Exercise: Below are some entries; can you quote all of them exactly?

Input records:
PR #4635, opened 2020-12-26
Exclude GetPinnableReference from CA1024 analysis

### LINKED ISSUE #4634: CA1024: False positive for special method GetPinnableReference
### Analyzer

**Diagnostic ID**: [CA1024](https://docs.microsoft.com/dotnet/fundamentals/code-analysis/quality-rules/ca1024): Use properties where appropriate

### Analyzer source

**Version**: 5.0.1 (Latest)

### Describe the bug

Rule CA1024 doesn't treat `GetPinnableReference` (used for allowing the type to be `fixed`) as a special method name, like it does with `GetHashCode` or `GetEnumerator` and instead triggers a warning on such methods.

### Steps To Reproduce

1. Add some code looking something like this:
```cs
public unsafe class Foo {
    private int _bar;
    public ref int GetPinnableReference() { return ref _bar; }
    public void Baz() { fixed (int* bar = this) { } }
}
```
2. Enable the CA1024 diagnostic
3. Analyze the code
3. Note the warning regarding `GetPinnableReference` being better off as a property.

Youssef1313:
Fixes #4634

### DIFF
--- a/src/NetAnalyzers/Core/Microsoft.CodeQuality.Analyzers/ApiDesignGuidelines/UsePropertiesWhereAppropriate.cs
+++ b/src/NetAnalyzers/Core/Microsoft.CodeQuality.Analyzers/ApiDesignGuidelines/UsePropertiesWhereAppropriate.cs
@@ -77,7 +77,8 @@ namespace Microsoft.CodeQuality.Analyzers.ApiDesignGuidelines
                     if (methodSymbol.IsGenericMethod ||
                         methodSymbol.IsVirtual ||
                         methodSymbol.IsOverride ||
-                        methodSymbol.Name is GetHashCodeName or GetEnumeratorName or GetPinnableReferenceName ||
+                        methodSymbol.Name is GetHashCodeName or GetEnumeratorName ||
+                        methodSymbol is { Name: GetPinnableReferenceName, ReturnsByRef: true } ||
                         methodSymbol.ContainingType.GetMembers(methodSymbol.Name).Length > 1 ||
                         taskTypes.Contains(methodSymbol.ReturnType.OriginalDefinition) ||
                         methodSymbol.IsImplementationOfAnyImplicitInterfaceMember())
--- a/src/NetAnalyzers/Core/Microsoft.CodeQuality.Analyzers/ApiDesignGuidelines/UsePropertiesWhereAppropriate.cs
+++ b/src/NetAnalyzers/Core/Microsoft.CodeQuality.Analyzers/ApiDesignGuidelines/UsePropertiesWhereAppropriate.cs
@@ -78,7 +78,7 @@ namespace Microsoft.CodeQuality.Analyzers.ApiDesignGuidelines
                         methodSymbol.IsVirtual ||
                         methodSymbol.IsOverride ||
                         methodSymbol.Name is GetHashCodeName or GetEnumeratorName ||
-                        methodSymbol is { Name: GetPinnableReferenceName, ReturnsByRef: true } ||
+                        (methodSymbol.Name == GetPinnableReferenceName && (methodSymbol.ReturnsByRef || methodSymbol.ReturnsByRefReadonly)) ||
                         methodSymbol.ContainingType.GetMembers(methodSymbol.Name).Length > 1 ||
                         taskTypes.Contains(methodSymbol.ReturnType.OriginalDefinition) ||
                         methodSymbol.IsImplementationOfAnyImplicitInterfaceMember())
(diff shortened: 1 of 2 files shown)


src/NetAnalyzers/UnitTests/Microsoft.CodeQuality.Analyzers/ApiDesignGuidelines/UsePropertiesWhereAppropriateTests.cs
```diff
@@ -117,6 +117,11 @@ public IEnumerator GetEnumerator()
         return null;
     }
 
+    public int GetPinnableReference() // Ideally, the method return type must be `ref`.
```
Youssef1313, line 120: Let me know if you want this to report a diagnostic, and only ref-returns doesn't.

sharwell: Does pattern-based `fixed` allow `GetPinnableReference` to return a pointer type?

I believe the exclusion should only apply to methods that match the pattern by filtering to `ref` and `ref readonly` returns.

Evangelink: According to the doc it's even more restrictive than this: https://docs.microsoft.com/dotnet/csharp/language-reference/keywords/fixed-statement

sharwell: The `ref` check seems easy and catches most cases. I don't think we need to check the unmanaged type restriction.

src/NetAnalyzers/UnitTests/Microsoft.CodeQuality.Analyzers/ApiDesignGuidelines/UsePropertiesWhereAppropriateTests.cs
```diff
@@ -117,6 +117,11 @@ public IEnumerator GetEnumerator()
         return null;
     }
 
+    public ref string GetPinnableReference() // If the method isn't ref-returning, there will be a diagnostic.
```
Evangelink, line 120: Could you add a test for `readonly ref` (or the other way around, I can't recall the expected order). Also, could you add a test for a managed type.

src/NetAnalyzers/Core/Microsoft.CodeQuality.Analyzers/ApiDesignGuidelines/UsePropertiesWhereAppropriate.cs
```diff
@@ -76,8 +77,8 @@ public override void Initialize(AnalysisContext analysisContext)
                     if (methodSymbol.IsGenericMethod ||
                         methodSymbol.IsVirtual ||
                         methodSymbol.IsOverride ||
-                        methodSymbol.Name == GetHashCodeName ||
-                        methodSymbol.Name == GetEnumeratorName ||
+                        methodSymbol.Name is GetHashCodeName or GetEnumeratorName ||
+                        (methodSymbol.Name == GetPinnableReferenceName && (methodSymbol.ReturnsByRef || methodSymbol.ReturnsByRefReadonly)) ||
```
Youssef1313, line 81: Is there a better way to write this condition using the new pattern matching enhancement?

Evangelink: It's non C# 9 but you could simply extract the code in a function `IsPinnableReferenceMethod`, also this could maybe be part of the helpers, I suspect some other rules will have to use it.

src/NetAnalyzers/UnitTests/Microsoft.CodeQuality.Analyzers/ApiDesignGuidelines/UsePropertiesWhereAppropriateTests.cs
Evangelink: I think you missed the managed type case.

src/NetAnalyzers/Core/Microsoft.CodeQuality.Analyzers/ApiDesignGuidelines/UsePropertiesWhereAppropriate.cs
mavasani: Do we need to special case ref and ref readonly checks only to methods named `GetPinnableReference` or should we do it regardless of the method name? @sharwell for thoughts.

mavasani: Tag @sharwell again for the last question. Otherwise, LGTM.

mavasani: Going to keep the current restrictive check - if needed, we can adjust it in future.

mavasani (approved):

Result of the task:
PR #4635, opened 2020-12-26
Exclude GetPinnableReference from CA1024 analysis

### LINKED ISSUE #4634: CA1024: False positive for special method GetPinnableReference
### Analyzer

**Diagnostic ID**: [CA1024](https://docs.microsoft.com/dotnet/fundamentals/code-analysis/quality-rules/ca1024): Use properties where appropriate

### Analyzer source

**Version**: 5.0.1 (Latest)

### Describe the bug

Rule CA1024 doesn't treat `GetPinnableReference` (used for allowing the type to be `fixed`) as a special method name, like it does with `GetHashCode` or `GetEnumerator` and instead triggers a warning on such methods.

### Steps To Reproduce

1. Add some code looking something like this:
```cs
public unsafe class Foo {
    private int _bar;
    public ref int GetPinnableReference() { return ref _bar; }
    public void Baz() { fixed (int* bar = this) { } }
}
```
2. Enable the CA1024 diagnostic
3. Analyze the code
3. Note the warning regarding `GetPinnableReference` being better off as a property.

Youssef1313:
Fixes #4634

### DIFF
--- a/src/NetAnalyzers/Core/Microsoft.CodeQuality.Analyzers/ApiDesignGuidelines/UsePropertiesWhereAppropriate.cs
+++ b/src/NetAnalyzers/Core/Microsoft.CodeQuality.Analyzers/ApiDesignGuidelines/UsePropertiesWhereAppropriate.cs
@@ -77,7 +77,8 @@ namespace Microsoft.CodeQuality.Analyzers.ApiDesignGuidelines
                     if (methodSymbol.IsGenericMethod ||
                         methodSymbol.IsVirtual ||
                         methodSymbol.IsOverride ||
-                        methodSymbol.Name is GetHashCodeName or GetEnumeratorName or GetPinnableReferenceName ||
+                        methodSymbol.Name is GetHashCodeName or GetEnumeratorName ||
+                        methodSymbol is { Name: GetPinnableReferenceName, ReturnsByRef: true } ||
                         methodSymbol.ContainingType.GetMembers(methodSymbol.Name).Length > 1 ||
                         taskTypes.Contains(methodSymbol.ReturnType.OriginalDefinition) ||
                         methodSymbol.IsImplementationOfAnyImplicitInterfaceMember())
--- a/src/NetAnalyzers/Core/Microsoft.CodeQuality.Analyzers/ApiDesignGuidelines/UsePropertiesWhereAppropriate.cs
+++ b/src/NetAnalyzers/Core/Microsoft.CodeQuality.Analyzers/ApiDesignGuidelines/UsePropertiesWhereAppropriate.cs
@@ -78,7 +78,7 @@ namespace Microsoft.CodeQuality.Analyzers.ApiDesignGuidelines
                         methodSymbol.IsVirtual ||
                         methodSymbol.IsOverride ||
                         methodSymbol.Name is GetHashCodeName or GetEnumeratorName ||
-                        methodSymbol is { Name: GetPinnableReferenceName, ReturnsByRef: true } ||
+                        (methodSymbol.Name == GetPinnableReferenceName && (methodSymbol.ReturnsByRef || methodSymbol.ReturnsByRefReadonly)) ||
                         methodSymbol.ContainingType.GetMembers(methodSymbol.Name).Length > 1 ||
                         taskTypes.Contains(methodSymbol.ReturnType.OriginalDefinition) ||
                         methodSymbol.IsImplementationOfAnyImplicitInterfaceMember())
(diff shortened: 1 of 2 files shown)


src/NetAnalyzers/UnitTests/Microsoft.CodeQuality.Analyzers/ApiDesignGuidelines/UsePropertiesWhereAppropriateTests.cs
```diff
@@ -117,6 +117,11 @@ public IEnumerator GetEnumerator()
         return null;
     }
 
+    public int GetPinnableReference() // Ideally, the method return type must be `ref`.
```
Youssef1313, line 120: Let me know if you want this to report a diagnostic, and only ref-returns doesn't.

sharwell: Does pattern-based `fixed` allow `GetPinnableReference` to return a pointer type?

I believe the exclusion should only apply to methods that match the pattern by filtering to `ref` and `ref readonly` returns.

Evangelink: According to the doc it's even more restrictive than this: https://docs.microsoft.com/dotnet/csharp/language-reference/keywords/fixed-statement

sharwell: The `ref` check seems easy and catches most cases. I don't think we need to check the unmanaged type restriction.

src/NetAnalyzers/UnitTests/Microsoft.CodeQuality.Analyzers/ApiDesignGuidelines/UsePropertiesWhereAppropriateTests.cs
```diff
@@ -117,6 +117,11 @@ public IEnumerator GetEnumerator()
         return null;
     }
 
+    public ref string GetPinnableReference() // If the method isn't ref-returning, there will be a diagnostic.
```
Evangelink, line 120: Could you add a test for `readonly ref` (or the other way around, I can't recall the expected order). Also, could you add a test for a managed type.

src/NetAnalyzers/Core/Microsoft.CodeQuality.Analyzers/ApiDesignGuidelines/UsePropertiesWhereAppropriate.cs
```diff
@@ -76,8 +77,8 @@ public override void Initialize(AnalysisContext analysisContext)
                     if (methodSymbol.IsGenericMethod ||
                         methodSymbol.IsVirtual ||
                         methodSymbol.IsOverride ||
-                        methodSymbol.Name == GetHashCodeName ||
-                        methodSymbol.Name == GetEnumeratorName ||
+                        methodSymbol.Name is GetHashCodeName or GetEnumeratorName ||
+                        (methodSymbol.Name == GetPinnableReferenceName && (methodSymbol.ReturnsByRef || methodSymbol.ReturnsByRefReadonly)) ||
```
Youssef1313, line 81: Is there a better way to write this condition using the new pattern matching enhancement?

Evangelink: It's non C# 9 but you could simply extract the code in a function `IsPinnableReferenceMethod`, also this could maybe be part of the helpers, I suspect some other rules will have to use it.

src/NetAnalyzers/UnitTests/Microsoft.CodeQuality.Analyzers/ApiDesignGuidelines/UsePropertiesWhereAppropriateTests.cs
Evangelink: I think you missed the managed type case.

src/NetAnalyzers/Core/Microsoft.CodeQuality.Analyzers/ApiDesignGuidelines/UsePropertiesWhereAppropriate.cs
mavasani: Do we need to special case ref and ref readonly checks only to methods named `GetPinnableReference` or should we do it regardless of the method name? @sharwell for thoughts.

mavasani: Tag @sharwell again for the last question. Otherwise, LGTM.

mavasani: Going to keep the current restrictive check - if needed, we can adjust it in future.

mavasani (approved):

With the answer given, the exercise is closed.